In Vitro 32P labeling of SVCT2

MC3T3-E1 cells were transfected with proper amount of pCS2-MT-SVCT2, pCS2-MT-SVCT2S402A pCS2-MT-SVCT2S639A or pCS2-MT-SVCT2S402/639A expression vector, after transfection, cells were cultured in regular medium for 24 h, then, cells were starved for an additional 24 h, and further stimulated with 1 μM PGE2 for 1 h. The myc-tagged protein were purified by anti-myc-agarose beads, the beads were washed once with PKA assay buffer (20 mM Tris–HCl (pH 7.4), 100 mM NaCl, 10 mM MgCl2, 1 mM ATP), and then incubated with 45 μl of PKA assay buffer supplemented with 0.1 mM dithiothreitol, five units of purified protein kinase A catalytic subunit (Promega, Madison, WI, USA), and 5 μCi of [γ-32P]ATP (Perkin–Elmer) at 30°C for 30 min. The reaction was stopped by the addition of 15 μl of 4 × sample buffer and boiling for 5 min. Proteins were subjected to SDS-PAGE, followed by autoradiography and Western blotting with anti-myc antibody.

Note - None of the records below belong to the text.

PR #439, opened 2021-03-18
PP-7755 - Trigger Frontend deployment to test on new nginx-forward-proxy image in test ECR

nimalank7:
Description:
- Adds a trigger to frontend to deploy to test when a new nginx-forward-proxy image appears in test ECR

### DIFF
--- a/ci/pipelines/deploy-to-test.yml
+++ b/ci/pipelines/deploy-to-test.yml
@@ -254,6 +254,7 @@ resources:
     icon: docker
     source:
       repository: govukpay/nginx-forward-proxy
+      variant: release
       <<: *aws_test_config
   - name: telegraf-ecr-registry-test
     type: dev-registry-image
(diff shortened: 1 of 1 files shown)


ci/pipelines/deploy-to-test.yml
```diff
@@ -1919,6 +1952,18 @@ jobs:
...
           image: image/image.tar
           additional_tags: nginx-forward-proxy-git-release/.git/ref
+  - name: push-nginx-forward-proxy-to-staging-ecr
+    plan:
+      - get: pay-ci
+      - get: nginx-forward-proxy-ecr-registry-test
+        params:
+          format: oci
+        trigger: true
+        passed: [deploy-frontend]
```
mrlumbu, line 1962: this could actually be smoke test frontend, since we do have smoke tests for frontend

nimalank7: Good shout yes will change that.

mrlumbu (approved):
Nice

32P labeling of SVCT2 in intact cells

MC3T3-E1 cells were transfected with proper amount of pCS2-MT, pCS2-MT-SVCT2, pCS2-MT-SVCT2S402A, pCS2-MT-SVCT2S639A or pCS2-MT-SVCT2S402/639A expression vector, after transfection, cells was cultured in regular medium for 24 h, and starved for additional 24 h. Then, cells were incubated with 0.25 mCi/ml [32P]orthophosphate (Perkin–Elmer) in both phosphate- and serum-free medium for 3 h, followed by three washes and stimulation with 1 μM of PGE2 for 1 h. Cells were then lysated, and the lysis was subjected to immunoprecipitation with myc antibody as described above, followed by electrophoresis, autoradiography, and Western blotting with myc antibody.

Statistical analysis

Numerical data were expressed as means±S.D. and analyzed by ANOVA and Tukey–Kramer multiple comparisons test. Statistical significance was assessed at levels of P<0.05 and P<0.01. Experiments were independently triplicated and results were qualitatively identical. Representative experiments are shown.